Common use of Technical Security Requirements Clause in Contracts

Technical Security Requirements. The Service will:  Ensure that any Council data which resides on a mobile, removable or physically uncontrolled device is stored encrypted using a product which has been formally assured through a recognised certification process.  Ensure that any Council data which it causes to be transmitted over any public network (including the Internet, mobile networks or un-protected enterprise network) or to a mobile device shall be encrypted when transmitted.  Must operate an appropriate access control regime to ensure users and administrators are uniquely identified.  Ensure that any device which is used to process Council data meets all of the security requirements set out in the National Cyber Security Centre (NCSC) End User Devices Platform Security Guidance.  At their own cost and expense, procure an IT Health Check from a certified supplier and penetration test performed prior to any live data being transferred into their systems.  Perform a technical information risk assessment on the service supplied and be able to demonstrate what controls are in place to address those risks.  Collect audit records which relate to security events in delivery of the Service or that would support the analysis of potential and actual compromises.
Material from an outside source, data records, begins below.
PR #108, opened 2025-05-09
Record lang items and their original IDs in the JSON output

RyanGlScott:
`mir-json` now renders `DefId`s for [lang items](https://doc.rust-lang.org/nightly/unstable-book/language-features/lang-items.html) as `$lang/0::<lang_item_name>` so that we can refer to lang items directly by name. This is useful for wiring in definitions directly into `crucible-mir`, but it has the downside that SAW users will have a more difficult time looking up lang item names in SAW. For instance, one could not simply look up `core::option::Option` anymore; instead, one has to look up `$lang::Option`, which is less intuitive.

To make the lives of SAW users a little easier, this adds an additional `lang_items` field to the MIR JSON output that records each lang item `DefId` along with its original, fully qualified `DefId`. For now, we only record the `DefId`s for ADT definitions, as these are the only names for which we bother to replace their `DefId`s with `$lang::<lang_item_name>` at all. Moreover, we only do this for ADT _definitions_, not ADT _instances_, as SAW users are almost certainly going to user the former instead of the latter when looking up names.

-----

Here are the corresponding `crucible` and `saw-script` branches which make use of these changes:

* `crucible`: https://github.com/GaloisInc/crucible/tree/crux-mir-rust-1.86-lang-item-map
* `saw-script`: https://github.com/GaloisInc/saw-script/tree/saw-rust-1.86-lang-item-map

Once this PR is merged, I will merge the relevant `crucible` and `saw-script` changes as well.

### DIFF
--- a/src/analyz/ty_json.rs
+++ b/src/analyz/ty_json.rs
@@ -83,37 +83,46 @@ fn rename_as_lang_item(tcx: TyCtxt, def_id: hir::def_id::DefId) -> Option<LangIt
     }
 }
 
-/// Given a `DefId`, return a pair containing:
+/// Render the given `DefId` into a `String` of the form
+/// `<crate_name>/<disambig>::<defpath>`. The "orig" in the name
+/// `orig_def_id_str` indicates that this will always pick the _original_
+/// `DefId` for rendering purposes, even for
+/// [lang items](https://doc.rust-lang.org/unstable-book/language-features/lang-items.html).
+/// See [`lang_item_def_id_str`] for a variant of this function that renders
+/// lang items differently.
 ///
-/// * A `String` containing the rendered version of the `DefId` in the form
-///   `<crate_name>/<disambig>::<defpath>`.
-///
-/// * An `Option<String>`. If the `DefId` corresponds to a
-///   [lang item](https://doc.rust-lang.org/unstable-book/language-features/lang-items.html),
-///   then this with be a `Some(id_str)` value, where `id_str` will be of the
-///   form `$lang/0::<lang_item_name>`. Otherwise, this will be `None`.
-///
-/// Most of the time, you will want to use [`def_id_str`] instead, which
-/// computes a single `String`. This function is useful for when you need to
-/// use both `String`s.
-pub fn def_id_strs(
+/// Usually, you will want to use [`def_id_str`] instead, which renders the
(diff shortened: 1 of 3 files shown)


qsctr (approved):

src/analyz/ty_json.rs
```diff
@@ -83,21 +83,51 @@ fn rename_as_lang_item(tcx: TyCtxt, def_id: hir::def_id::DefId) -> Option<LangIt
...
+/// [lang item](https://doc.rust-lang.org/unstable-book/language-features/lang-items.html),
+/// then this function will return the lang item's rendered `String`. Otherwise,
+/// this will fall back to the original, fully qualified path when rendering the
+/// `DefId`.
+pub fn def_id_str(
+    tcx: TyCtxt,
+    def_id: hir::def_id::DefId,
+) -> String {
+    let (orig_def_id_str, lang_item_def_id_str) = def_id_strs(tcx, def_id);
+    lang_item_def_id_str.unwrap_or(orig_def_id_str)
```
spernsteiner, line 130: Seems a little unfortunate to allocate and build the `orig_def_id_str` even when we don't need it, but I guess it's not that big of a deal

spernsteiner (approved):
Looks good.  I'm a bit surprised there's no need to mention the lang items table in `link.rs`, but I guess it must work, since you've got that Crucible branch based on this.

src/analyz/ty_json.rs
RyanGlScott: I could split up `def_id_strs` into two functions, one that computes the original `String` and another that computes the lang item `Option<String>`. Then, we could compute the `Option<String>` first, call `unwrap_or_else` on it, and then compute the original `String` if the `Option` is a `None`. That way, we wouldn't need to allocate/build the original `String` unless it's absolutely necessary.

RyanGlScott:
> I'm a bit surprised there's no need to mention the lang items table in `link.rs`

I was surprised too, but it turns out that `link.rs` is written in a way that it is insensitive to the contents of the table entries themselves (with the exception of `roots`).

src/analyz/ty_json.rs
RyanGlScott: I've pushed this idea, which should hopefully reduce allocations in the common case of non-lang items.

PR #114, opened 2025-05-19
`mir-json-translate-libs`: Create `out_dir` before creating temporary cargo package if `--keep-temp-build` is on, otherwise create temporary package in `env::temp_dir()`

qsctr:
Creating it in `out_dir` would fail if `out_dir` doesn't exist yet. And we don't want to `mkdir -p outdir` because we shouldn't create any files permanently if the user is doing `--generate`. Putting it in `cwd` should be fine because it is temporary anyways.

### DIFF
--- a/src/bin/mir-json-translate-libs.rs
+++ b/src/bin/mir-json-translate-libs.rs
@@ -16,7 +16,6 @@ use std::{
     env, fmt, fs,
     io::BufReader,
     os::unix,
-    path::Path,
     process::{Command, Stdio},
 };
 
@@ -434,7 +433,7 @@ fn main() {
                 .long("keep-temp-build")
                 .help(
                     "Persist the temporary cargo package created to run \
-                    `cargo test -Z build-std`",
+                    `cargo test -Z build-std` to out-dir",
                 ),
             clap::Arg::new("copy-sources")
                 .long("copy-sources")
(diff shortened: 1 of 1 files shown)


qsctr:
It used to be there, but then when I added the `--keep-temp-build` option to keep it around after the program ends (for debugging purposes), I wanted it to be in a more convenient location.

RyanGlScott:
OK, but surely that is a separate concern? I propose that if `--keep-temp-build` is enabled, then avoid deleting the temporary directory, but also log the location of the temporary directory so that users can find it later.

qsctr:
We do log the location, but I moved it because I got tired of copy-pasting and cd-ing :)

How about if it creates it in `tempdir` when `--keep-temp-build` is off, and in `out_dir` when `--keep-temp-build` is on? (In that case, I think it's fine to `mkdir -p out_dir`.)

RyanGlScott:
> We do log the location, but I moved it because I got tired of copy-pasting and cd-ing

OK. If it's that burdensome, then I won't push back on putting it in a different directory. I only suggest `temp_dir` because that is a standard location for these sorts of tasks.

Having said that, feel free to put the directory wherever it makes sense. As long as it's easy for users to find, I'm happy.

RyanGlScott (approved):

qsctr:
I ended up doing what I described in the previous comment, since I think that's a better approach.

RyanGlScott (approved):

Issue #115, opened 2025-05-20
Consistent `.linked-mir.json` path


qsctr:
It would be nice if `cargo saw-build` had the ability to always put the `.linked-mir.json` file in the same place in a project, independent of target or cargo hash.

This would be helpful for SAW proofs. Currently, when the Rust code is changed in certain ways like adding a dependency, the crate hash becomes different, and the SAW proof needs to be updated to refer to the new `.linked-mir.json`. A bigger issue is that, since the target is part of the `.linked-mir.json` path, if people on different operating systems are working on the same SAW proof, they cannot have a `mir_load_module` in the SAW script that works for everyone, unless either someone cross-compiles, or everyone agrees to copy the `.linked-mir.json` path to a platform-independent location after running `cargo saw-build`. So this copying to platform-independent location should probably just be done by `cargo saw-build` directly.

This is related to #59 (@spernsteiner mentioned the same idea in https://github.com/GaloisInc/mir-json/issues/59#issuecomment-1808857371).

RyanGlScott:
See also #59, which aims to solve a similar problem.

sauclovian-g:
This is what I put in the Formal VerSo build:
```
saw-build:
        cargo saw-build --target wasm32-unknown-unknown --release
        cp target/*/release/deps/*.linked-mir.json target/linked-mir.json
```
which works well enough (if the glob turns up multiple matches, `cp` will fail)

PR #117, opened 2025-05-22
`mir-json-translate-libs`: Make it easier to generate MIR for cross-compilation targets

qsctr:
Rust lets you easily run `rustc` for a non-host target by doing `rustup target add` to your toolchain. But for many targets, compilation won't actually work all the way, because `rustc` expects you to have a linker for the target platform installed, which `rustup` does not provide. However, if you are just trying to generate MIR for a certain target, this shouldn't be a requirement.

In `mir-json-translate-libs`, we run `cargo test -Zbuild-std` on a new cargo project with the appropriate target to determine how to build the standard libraries. If we don't have a linker for the given target, it will fail at the end when it tries to link the test binary, even though at that point we will have already collected all the information we need about how to compile the standard libraries. So we tell `rustc` to use a dummy linker (in this case `true`) to "link" the test binary, and since we pass `--no-run`, `cargo test` will not try to run the nonexistent test binary and will immediately succeed after invoking `true`. This way, the user does not need to have an actual cross-compilation toolchain installed just to set up and run `mir-json` with a custom target.

### DIFF
--- a/src/bin/mir-json-translate-libs.rs
+++ b/src/bin/mir-json-translate-libs.rs
@@ -518,7 +518,17 @@ fn main() {
     eprintln!("Running cargo test...");
     let mut cargo_test_child = {
         let mut cmd = cargo_test_cmd(&empty_project_dir, target_triple);
-        cmd.arg("--message-format").arg("json").arg("--no-run");
+        cmd.arg("--message-format").arg("json")
+            .arg("--no-run")
+            // Hack: When cross-compiling, cargo test will fail without an
+            // appropriate linker installed. But we only care about compiling
+            // the std libraries to rlibs, which rustc can do on its own. So we
+            // pass a dummy linker to get cargo test to succeed at the end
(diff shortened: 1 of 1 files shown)


RyanGlScott (approved):
This seems plausible. Out of curiosity, which cross-compilation target requires this? I don't recall needing this for `wasm32-unknown-unknown`, for instance, but perhaps that's different enough that it wouldn't require this.

spernsteiner (approved):

qsctr:
I was trying to compile for `x86_64-unknown-linux-gnu` on an `aarch64-apple-darwin` host. (I had received a piece of SAW script that had `mir_load_module "target/x86_64-unknown-linux-gnu/..."` in it, and I wondered if I could work around #115 by doing `cargo saw-build --target x86_64-unknown-linux-gnu` on the accompanying Rust code. Alas, in the end I still ended up with a different hash than the `.linked-mir.json` in the SAW script.)

PR #120, opened 2025-05-23
libs: Patch `[T; N]::try_from(Vec<T, A>)`

qsctr:
This solution is suggested by @spernsteiner

(he described it to me verbally so any errors are mine)

### DIFF
--- a/libs/alloc/src/vec/mod.rs
+++ b/libs/alloc/src/vec/mod.rs
@@ -4063,7 +4063,12 @@ impl<T, A: Allocator, const N: usize> TryFrom<Vec<T, A>> for [T; N] {
         // We checked earlier that we have sufficient items.
         // The items will not double-drop as the `set_len`
         // tells the `Vec` not to also drop them.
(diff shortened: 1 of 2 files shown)


libs/alloc/src/vec/mod.rs
```diff
@@ -4063,7 +4063,12 @@ impl<T, A: Allocator, const N: usize> TryFrom<Vec<T, A>> for [T; N] {
         // We checked earlier that we have sufficient items.
         // The items will not double-drop as the `set_len`
         // tells the `Vec` not to also drop them.
-        let array = unsafe { ptr::read(vec.as_ptr() as *const [T; N]) };
-        Ok(array)
+        // let array = unsafe { ptr::read(vec.as_ptr() as *const [T; N]) };
+        // Ok(array)
```
RyanGlScott, line 4067: I'd favor either removing this code (as it's no longer used) or prefacing this with a comment saying why it's commented out.

RyanGlScott (approved):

The retention period for audit records and event logs shall be a minimum of 6 months.  Must be able to demonstrate they can supply a copy of all data on request or at termination, and must be able to securely erase or destroy all data and media that the Council data has been stored and processed on.  Not, and will procure that none of its sub-contractors, process the Council’s data outside the European Economic Area (EEA).  Implement security patches to vulnerabilities in accordance with the timescales specified in the NCSC Cloud Security Principle 5.  Ensure that the service is designed in accordance with NCSC principles, security design principles for digital services, bulk data and cloud security principle.  Implement such additional measures as agreed with the Council from time to time in order to ensure that such information is safeguarded in accordance with the applicable legislative and regulatory obligations.